Sent from my Nexus 7


----------



## Peccator (Oct 8, 2012)

Cabomba is pretty easy, just cut and stick it in the substrate. As long as you don't chop it up too small. I usually cut mine down to about 2-3 inches, and then just stick all the cuttings anywhere I want a new group. as long as it's got enough light it'll jump back up really quick.


----------



## DTOdave (Mar 1, 2013)

Awesome thanks! Just done it. Played it safe and just cut each stem in half, doubling my plants! Looks ace!

Sent from my Nexus 7


----------



## DTOdave (Mar 1, 2013)

Look OK? 

Sent from my Nexus 7


----------



## Scifisarah (Mar 1, 2013)

So the "stumps" from the bottom grow new tops? Doh! I have been throwing them away. How long does it take them to look normal on the top?


----------



## l8nite (Aug 29, 2012)

Mine usually branch two or three new stems from the "stump". Woot @ doubling or tripling your plants!


----------



## acitydweller (Dec 28, 2011)

you'll notice them growing side shoots if they are happily rooted. that usually takes a a bit of time... maybe a week


----------



## DTOdave (Mar 1, 2013)

Wow didn't realise there would be two or three new shoots! Awesome!

Sent from my Nexus 7


----------



## sarahspins (Sep 24, 2012)

I've actually been trying to remove this stuff from one of my tanks and every few weeks I see a new shoot pop up - and that's growing from whatever must still be rooted in the substrate (I'd dig around more but I don't want to disturb what's around it).


----------



## longgonedaddy (Dec 9, 2012)

acitydweller said:


> you'll notice them growing side shoots if they are happily rooted. that usually takes a a bit of time... maybe a week



:hihi:

I swear, I take out 10 plants and 30 grow in their place.


----------



## DTOdave (Mar 1, 2013)

Haha awesome! Thatsbpretty much what I want. I love bushy, natural looking aquariums  

Sent from my Nexus 7


----------



## Albino Sick Led (Jan 12, 2013)

*Left is Cabomba propagation*



DTOdave said:


> Look OK?
> 
> Sent from my Nexus 7


 
The plants on the left are Green Cabomba
-_Cabomba caroliniana_
The plants on the right are Hornwort
- _Ceratophyllum demersum_

Both of these plants exhibit aerial roots, a good rule of thumb with these type of stem plants is to usually allow up to 4 inches of stem to be planted into the substrate so that they may develop a good root system at the bottom. If you do not have enough substrate to submerge a 4-inch depth of the stem you could always use weights for the plants which are available at LFS. This way you can get away with clearing only 1-2 inches at the bottom of the stem and still develop nice roots to hold your plants in place.

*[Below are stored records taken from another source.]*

PR #280, opened 2023-03-23
Replaced chilkat proprietary dll with open source ssh.net

Hirogen:
Replaced the proprietary chilkat dlls with the open source ssh.net (https://github.com/sshnet/SSH.NET)


Hirogen:
Tested with following formats and rolling logfiles

Uri format
sftp://username:password@127.0.1.0/var/log/logfile

IP Adress + Port + File
sftp://127.0.0.1:1234/logfile.log

PR #400, opened 2016-06-01
Fix/quote item dot fix

darconny:


ancafarcas:
@nistormihai @darconny I verified the branch and the credit appears in the right hand side for the emebed plus when you upload an embed the author (the credit) appears twice.

nistormihai:
LGTM test need to pass

PR #406, opened 2016-06-16
LBSD-938: Name is not shown if name format is not "full name" in them…

vladnicoara:
…e settings


nistormihai:
It needs build.
This needs to be PR first in the https://github.com/liveblog/lb-theme-classic repo
and then merge in this repo.

Other then that LGTM

PR #408, opened 2016-06-21
Fix/comments

vladnicoara:
Reader comments: Name is not shown if name format is not "full name" in theme settings


nistormihai:
LGTM

PR #417, opened 2016-07-01
Feature/iframe resizer

nistormihai:
* added setting in blog setting to make this height fixed(normal)/autoresize height switch.
* added `parent-iframe.js` script/marker to make a theme resize on height.
* use `https` in themes where is avalible.
* `classic` theme build


vladnicoara:
LGTM

PR #431, opened 2016-07-29
Fix/item text markup

nistormihai:
* added `fixMarkup` filter in angular theme.
* applied that filter into classic theme

**PR needs also merged**:

* https://github.com/liveblog/lb-theme-angular/pull/5
* https://github.com/liveblog/lb-theme-classic/pull/10


vladnicoara:
LGTM

PR #432, opened 2016-08-01
Fix/user avatar setsrc

nistormihai:
* if there is thumbnail use that
* if not pick the smallest one
* use srcset also for user avatar.
LBSD-955

PR needs to be merged as well:
* https://github.com/liveblog/lb-theme-angular/pull/6
* https://github.com/liveblog/lb-theme-classic/pull/11


ancafarcas:
LGTM

vladnicoara:
LGTM

PR #437, opened 2016-08-09
LBSD-970 json file for elastic mapping

ancafarcas:


server/liveblog/items/items.py
```diff
@@ -77,6 +78,16 @@ def on_create(self, docs):
         for doc in docs:
             update_dates_for(doc)
             doc['original_creator'] = str(get_user().get('_id'))
+            if doc.get('item_type'):
```
nistormihai: can we have just one if here ? the imbrication is not so nice
`if doc.get('item_type','') == 'embed': `

server/requirements.txt
```diff
@@ -4,5 +4,5 @@ Flask-Cors==2.1.0
 # Flask-S3 with support for python3
 git+git://github.com/joehand/flask-s3@8fe9f27ebb5251b7cf53a6684595d41dc4af2fbf#egg=Flask-S3==0.1.7
 # Superdesk
--e git+git://github.com/liveblog/superdesk-core@0bf96c9bfc9b1ce7e8049a5998fb3ad3abfdf3cc#egg=Superdesk-Core==1.05-test
+-e git+git://github.com/liveblog/superdesk-core@90ce33bae45873a5ec567df01571c8af231c1eab#egg=Superdesk-Core==1.06-test
```
nistormihai: this commit it is in superdesk/superdesk-core.

PR #439, opened 2016-08-11
Fix/keep embed responsive url

nistormihai:
* moved `parent-iframe.js` into angular from classic theme.
* when publishing on s3 `parent-iframe.js` don't use version.
* versioning for this file is based on time 15mins period cache.


vladnicoara:
LGTM

PR #451, opened 2016-08-24
LBSD-1001 Fix for instagram embed codes in blog edit view

vladnicoara:


nistormihai:
now  that is it.
LGTM

PR #455, opened 2016-08-31
Fix/test update

ancafarcas:


server/liveblog/blogs/blogs.py
```diff
@@ -32,7 +32,7 @@
 
 blogs_schema = {
     'title': metadata_schema['headline'],
-    'description': metadata_schema['description'],
+    'description': metadata_schema['description_text'],
```
nistormihai: How this will change existing blogs?

server/liveblog/blogs/blogs.py
```diff
@@ -94,8 +94,11 @@ def send_email_to_added_members(blog, recipients, origin):
     recipients_email = []
     for user in recipients:
         # if user want to receive email notification, we add him as recipient
-        if prefs_service.email_notification_is_enabled(user_id=user['user']):
-            user_doc = get_resource_service('users').find_one(req=None, _id=user['user'])
+        if prefs_service.email_notification_is_enabled(user_id=user):
+            if isinstance(user, ObjectId):
```
nistormihai: can we have a single method of doing this? caz is used also below

server/liveblog/blogs/blogs.py
```diff
@@ -194,7 +203,10 @@ def on_updated(self, updates, original):
         recipients = []
         for user in members:
```
nistormihai: and here

server/ws.py
```diff
@@ -10,7 +10,7 @@
 # at https://www.sourcefabric.org/superdesk/license
 
 
-from settings import WS_HOST, WS_PORT, LOG_SERVER_ADDRESS, LOG_SERVER_PORT
+from settings import WS_HOST, WS_PORT, LOG_SERVER_ADDRESS, LOG_SERVER_PORT, BROKER_URL
```
nistormihai: what is a broker?

server/apps/prepopulate/data_initialization/users.json
```diff
@@ -0,0 +1,15 @@
...
+    {
+        "_id": "5788bc55ea8e157ca2ab7629",
+        "display_name": "admin admin",
+        "email": "admin+123@superdesk.org",
+        "first_name": "admin",
+        "is_active": true,
+        "last_name": "admin",
+        "needs_activation": false,
+        "password": "$2a$12$mJVAxOc/MgFla8RkxJ87RuxvcoXEjc75nngkS0GNb52SNKxRcGDTy",
+        "role": "54e650f31024542de2649bea",
```
ancafarcas: Honestly, this `users.json` file was copied from superdesk, so I have no idea.

server/liveblog/blogs/blogs.py
ancafarcas: It won't change the old blogs. In the `blogs` endpoint the name remains `description`

server/ws.py
ancafarcas: I'm not really sure. Again...this is something took for granted from superdesk because otherwise I was obtaining an error. Anyway, it something that celery needs.

server/liveblog/blogs/blogs.py
ancafarcas: I remember I tried to put it into a single method but for some reasons it was keep failing and I let it aside. I could try again right now.

server/ws.py
nistormihai: is required to be set?

nistormihai:
other than the comments LGTM

server/liveblog/blogs/blogs.py
ancafarcas: Our database field doesn't change. It is only pointing now to `description_text` which is defined in the superdesk schema

server/ws.py
ancafarcas: yes

server/liveblog/blogs/blogs.py
ancafarcas: I just remembered why I let aside creating a method for this check-up since it would have been to complicated. In the first case where I used `isinstance (user, ObjectId)` I then needed to get the whole user document after the verification in order to be able to extract its email. In the second case, I only needed to do the simple check-up.

PR #465, opened 2016-09-20
Feature/server optimization

nistormihai:


server/liveblog/client_modules/client_modules.py
```diff
@@ -65,7 +70,16 @@ class ClientBlogsResource(BlogsResource):
 
 
 class ClientBlogsService(BaseService):
-    pass
+    def find_one(self, req, **lookup):
+        if req is None:
+            req = ParsedRequest()
+        cache_key = 'lb_ClientBlogService_get_%s' % (hash(frozenset(req.__dict__.items())))
```
djbrd-sourcefabric: Definition of key should be in a separate method, not copied, so that it only has to be changed once if necessary

server/liveblog/client_modules/client_modules.py
```diff
@@ -160,8 +174,8 @@ class ClientBlogPostsService(BlogPostsService):
     def get(self, req, lookup):
         cache_key = 'lb_ClientBlogPostsService_get_%s' % (hash(frozenset(req.__dict__.items())))
         blog_id = lookup.get('blog_id')
-        docs = app.blog_cache.get(blog_id, cache_key)
+        docs = app.liveblog_cache.get(blog_id, cache_key)
```
djbrd-sourcefabric: 5 lines here are the same as 5 lines above. Please put in a separate method. Also, is it truly impossible in the code to update the document without updating the cache?

server/liveblog/common.py
```diff
@@ -23,29 +26,66 @@ def check_comment_length(text):
...
+        blog_cache_key = '{}__{}__{}_version'.format(app.config['INSTANCE_ID'],
+                                                     blog, self.main_key)
+        blog_version = self.cache.get(blog_cache_key)
+        if not blog_version:
+            blog_version = 1
+            self.cache.set(blog_cache_key, blog_version)
+        if invalidate:
+            # @TODO: check performance before uncoment
+            # self.__remove_cache_keys(blog, blog_version=blog_version)
+            if not blog_version:
```
djbrd-sourcefabric: Why are these 2 lines here, when they are also just above (line 44)

server/liveblog/common.py
```diff
@@ -23,29 +26,66 @@ def check_comment_length(text):
...
         self.cache = cache
+        self.main_key = key
 
     def __get_blog_version(self, blog, invalidate=False):
         '''
         Return the blog cache version.
         If invalidate is true, the version will be incremented
         '''
-        return update_key('%s__version' % (blog), flag=invalidate)
+        blog_cache_key = '{}__{}__{}_version'.format(app.config['INSTANCE_ID'],
```
djbrd-sourcefabric: Again, please put generation of key in a method

server/liveblog/common.py
```diff
@@ -23,29 +26,66 @@ def check_comment_length(text):
...
+        blog_version = self.cache.get(blog_cache_key)
+        if not blog_version:
+            blog_version = 1
+            self.cache.set(blog_cache_key, blog_version)
+        if invalidate:
+            # @TODO: check performance before uncoment
+            # self.__remove_cache_keys(blog, blog_version=blog_version)
+            if not blog_version:
+                blog_version = 1
+            blog_version = (blog_version + 1) % 256
```
djbrd-sourcefabric: Why 256?

server/liveblog/client_modules/client_modules.py
djbrd-sourcefabric: And I think that the generation of the key should be in the liveblog_cache class

server/liveblog/posts/posts.py
```diff
@@ -174,7 +179,7 @@ def on_create(self, docs):
             if doc['post_status'] == 'open':
                 doc['published_date'] = utcnow()
                 doc['content_updated_date'] = doc['published_date']
-                doc['publisher'] = getattr(flask.g, 'user', None)
+                doc['publisher'] = {'_id': getattr(flask.g, 'user', {}).get('_id', None)}
```
djbrd-sourcefabric: Please put in a _get_publisher method

server/app.py
```diff
@@ -57,9 +60,16 @@ def get_app(config=None):
     ])
     app.jinja_loader = custom_loader
 
-    # cache
-    app.cache = Cache(app, config={'CACHE_TYPE': 'simple'})
-    app.blog_cache = BlogCache(cache=app.cache)
+    # cache definition
+    # right now mostly used on client_modules
+    if config['MEMCACHE_URI']:
```
djbrd-sourcefabric: Why use memcache and not redis, which is already a dependency?

PR #473, opened 2016-09-28
feature: if external media isn't supported, compose the local url.

nistormihai:
So that the `Live` link shows even if s3 is not used, in production enviroment.


ancafarcas:
LGTM :+1:

PR #732, opened 2017-03-31
LP-62 Restrict requests to access blogs, when max number of team members has been reached already

m0g:
Limit number of access requests for a blog according to current team number & pending access requests

https://dev.sourcefabric.org/browse/LP-62


djbrd-sourcefabric:
:+1:

PR #736, opened 2017-04-03
Changed tooltip for deleting producer

djbrd-sourcefabric:


m0g:
@djbrd-sourcefabric you need to make your PRs from branches and not from forks, otherwise the tests won't pass

PR #737, opened 2017-04-03
Fix/help menu

vladnicoara:


m0g:
Actually, wouldn't it make more sense UI wise to put those link at the bottom of the sidebar?

vladnicoara:
@m0g about the position of the links, I just put them back were they were, the location was chosen by Darko and Karel I guess. We can of course request to move them if it makes more sense for them to be somewhere else.

PR #744, opened 2017-04-04
Remove travis encryption

m0g:
It's now possible to add environment variables directly via the admin interface, thus enabling the possibility of making PRs from forks.

https://travis-ci.org/liveblog/liveblog/settings


djbrd-sourcefabric:
:+1:

PR #749, opened 2017-04-05
Fix/scorers

vladnicoara:
fixed the multiple lines of scorers, fixed template rendering and fixed hiding elements with hide-render attribute


client/app/scripts/liveblog-edit/freetype.service.js
```diff
@@ -283,7 +283,7 @@ import './module';
                     wrapBefore = '',
                     wrapAfter = '';
                 obj2path(paths, data);
-                template = template.replace(/\<li([^>]*)\>(.*?)\<\/li\>/g, function(all, attr, repeater) {
+                template = template.replace(/<li([^>]*)>((.|\n)*?)<\/li>/g, function(all, attr, repeater) {
```
m0g: What is the regex doing?

nistormihai: just the same but with multiple line now.

PR #767, opened 2017-04-10
Fix/user avatar themes master

nistormihai:


server/liveblog/themes/themes_assets/angular/theme.json
```diff
@@ -2,7 +2,7 @@
     "label": "Angular Liveblog Toolkit",
     "name": "angular",
     "abstract": true,
-    "version": "1.4.38",
+    "version": "3.0.1",
```
m0g: 3.0.1 ?

m0g:
Guys, what version is this fix targeting?

server/liveblog/themes/themes_assets/angular/theme.json
nistormihai: yes after talks with Gideon, it was decided that is the best to increase the major version to match the liveblog repo.
Also an increase on minor version was omitted, in the future we need to release also the `angular`, `classic` and now `default` themes on liveblog release.

nistormihai:
You mean what liveblog version? it should be on the next release version.

PR #771, opened 2017-04-10
Lbsd 1408/9

m0g:
https://github.com/liveblog/liveblog/pull/710


mscam:
we should add a test case on behave tests.

mscam:
This has been merged, but behave test is missing.

PR #775, opened 2017-04-11
LBSD-1557 Fetch blogs on membership's request approval

m0g:
https://dev.sourcefabric.org/browse/LBSD-1557


client/app/scripts/liveblog-bloglist/module.js
```diff
@@ -1,612 +0,0 @@
-import mainTemplate from 'scripts/liveblog-bloglist/views/main.html';
```
nistormihai: where is this gone?

m0g: Here https://github.com/liveblog/liveblog/blob/78751ece9a8d7eaa1b8b5d366d8f9c3b5aaf50de/client/app/scripts/liveblog-bloglist/index.js#L4

PR #777, opened 2017-04-12
Revert superdesk-core to version 1.6

mscam:
Updated requirements.txt to use superdesk-core version 1.6 instead of 1.7.


djbrd-sourcefabric:
:+1:

PR #780, opened 2017-04-12
CRUD for channel outputs

vladnicoara:


client/app/scripts/liveblog-edit/controllers/blog-settings.js
```diff
@@ -11,6 +11,8 @@
 import angular from 'angular';
 import _ from 'lodash';
 
+import outputModalTpl from 'scripts/liveblog-edit/views/output-modal.html';
```
m0g: So, now that we have webpack and that it very easy to require new file, can you please put the output modal into a separate directive. I really don't want to have to solve merge conflicts on a 500+ lines JS file.

PR #786, opened 2017-04-13
Called patch instead of update on posts_service in consumer webhook s…

djbrd-sourcefabric:
…o that notifications are triggered in on_updated


m0g:
I added the front end checks as well for non auto published & auto published blogs

djbrd-sourcefabric:
_is_post_for_syndication is called in syndication.send_syndication_post before sending a post to a consumer. The method checks whether the post has come from a producer. If so, it won't be sent on. So chaining should not be an issue.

I personally have green cabomba and purple cabomba in my tank right now and these plants are very beutiful and easy to maintain. You will be surprised at how much more beauty you can get out of these plants if you decided to do CO2 injection and fertilizers into your aquarium as well. Given the right parameters these plants will grow *really fast*. If you decide to clip the plant and replant the stem it is suggested to clip from bottom to top, so that the new growth is what remains. Nothing wrong with clipping from top to bottom and leaving your bottom intact but you will get split plants growing in different direction and not upward most of the time.

Good luck with your plants! Definitely a nice group plant to have in any aquarium.


----------